1 - Pic11-3.0 "The New Chisel Firm Filament Oval Angle Brush"









The firm brush is noticeably firmer, so I'm looking forward to trying that on rough exterior trim; although at this point that might have to wait until next year.


----------



## ewingpainting.net (Jun 2, 2008)

Cool Michael! You should consider incorporating a blog in your website.


----------



## RH (Sep 7, 2010)

I like what you did with the pics but I can't get excited about brushes made in China. Even about one called the "Beaver Tail".


----------



## NCPaint1 (Aug 6, 2009)

RH said:


> I like what you did with the pics but I can't get excited about brushes made in China. Even about one called the "Beaver Tail".


I hear ya for sure. I guess the bristle tips are acid dipped. Apparently that helps with pickup and release or something. I guess you can't duplicate that process in the US with the current environmental manufacturing laws. 

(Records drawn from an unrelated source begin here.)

PR #721, opened 2019-03-07
fix(text-field): input not rendered on SSR

lucasecdb:
The `Input` component isn't being rendered on the first render (thus, not rendering on SSR) which can cause some issues for SEO and usability, such as the user being unable to type in the form while the JS hasn't run yet.

The markup I'm getting on my SSR with the latest version is

```html
<div class="mdc-text-field">
  <label class="mdc-floating-label" for="">Username</label>
  <div class="mdc-line-ripple"></div>
</div>
```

So more or less, its a really nasty process that we don't want to expose our workers to but don't mind exposing a poor underpaid Chinese laborer.


----------



## RH (Sep 7, 2010)

Yeah, from what I understand, lead paint used to perform pretty well too.


----------



## epretot (Dec 17, 2011)

Speaking of Picasso, I have a question:

My picasso has been great overall. Tried a small one for painting window sashes. Used it in Devoe's Velour (interior oil). I didn't use it again for a couple of months until recently. Broke it out to paint sashes on an exterior. Upon wiring it during cleanup, a large chunk of bristles fell out. It has effected the performance of it significantly. Is this common?


----------



## ewingpainting.net (Jun 2, 2008)

epretot said:


> Speaking of Picasso, I have a question:
> 
> My picasso has been great overall. Tried a small one for painting window sashes. Used it in Devoe's Velour (interior oil). I didn't use it again for a couple of months until recently. Broke it out to paint sashes on an exterior. Upon wiring it during cleanup, a large chunk of bristles fell out. It has effected the performance of it significantly. Is this common?

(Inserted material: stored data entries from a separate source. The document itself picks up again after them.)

Issue #734, opened 2019-03-12
TS props required when should be optional


moog16:
related #732

- [x] chips/chip-set/index.tsx
- [x] drawer/index.tsx
- [x] linear-progress/index.tsx
- [x] list/index.tsx
- [x] menu-surface/index.tsx
- [x] notched-outline/index.tsx
- [x] select/index.tsx
- [x] switch/index.tsx
- [x] text-field/helper-text/index.tsx

Issue #732, opened 2019-03-12
Text Field props are all required


moog16:
Many of the Text Field TS props are required, when they should be optional. This results in the error:
```
Type '{ children: Element; label: string; outlined: true; }' is not assignable to type 'Readonly<TextFieldProps<{}>>'.
    Property 'className' is missing in type '{ children: Element; label: string; outlined: true; }'.
```

moog16:
Closing since #735 is in v0.11.0

PR #735, opened 2019-03-12
fix(text-field): make props optional

moog16:
https://github.com/material-components/material-components-web-react/issues/732
related https://github.com/material-components/material-components-web-react/issues/734

### DIFF
--- a/packages/text-field/Input.tsx
+++ b/packages/text-field/Input.tsx
@@ -25,22 +25,20 @@ import * as classnames from 'classnames';
 import {MDCTextFieldFoundation} from '@material/textfield/dist/mdc.textfield';
 
 export interface InputProps<T> {
-  className: string;
-  inputType: 'input' | 'textarea';
-  disabled: boolean;
+  className?: string;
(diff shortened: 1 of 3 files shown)


packages/text-field/Input.tsx
```diff
@@ -25,22 +25,20 @@ import * as classnames from 'classnames';
 import {MDCTextFieldFoundation} from '@material/textfield/dist/mdc.textfield';
 
 export interface InputProps<T> {
-  className: string;
-  inputType: 'input' | 'textarea';
-  disabled: boolean;
```
williamernest: Should this have been removed ?  It looks like it's still referenced.

moog16: Nope!

moog16: OH...yes I meant to remove disabled and id, because its duplicated in `type Props<T> = InputProps<T> & (T extends HTMLInputElement ? InputElementProps : TextareaElementProps);`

Yes, they have a short life span, what I have experienced.


----------



## Hines Painting (Jun 22, 2013)

@RH & NCPaint
If an American company would make a brush whose bristles were half as good as these, and had the same "no-drip" technology I would definitely try them out, but the combo and price is too good to not use them. 

And to be fair- Lead, in its pure form, is one of the most durable, _natural_, materials that can be used in any sort of construction. But for some reason the Government/EPA/Hippies have decided they want to lambaste it. It wouldn't surprise me if in 50 years we have the same restrictions put on the Acrylic Polymers that are in paint now.

@Gabe

Thanks. I've been thinking of incorporating a blog; but I'm not sure if posting once a month would be consistent enough or not. I may be able to find relevant things to post more frequently than that but I don't really know.

@Epretot

I know they had some that had problem with the gluing. I have purchased 6 before this order and 1 of them had that problem but the other 5 were fine. I've heard they will replace bad brushes if you call them, but I didn't bother to try.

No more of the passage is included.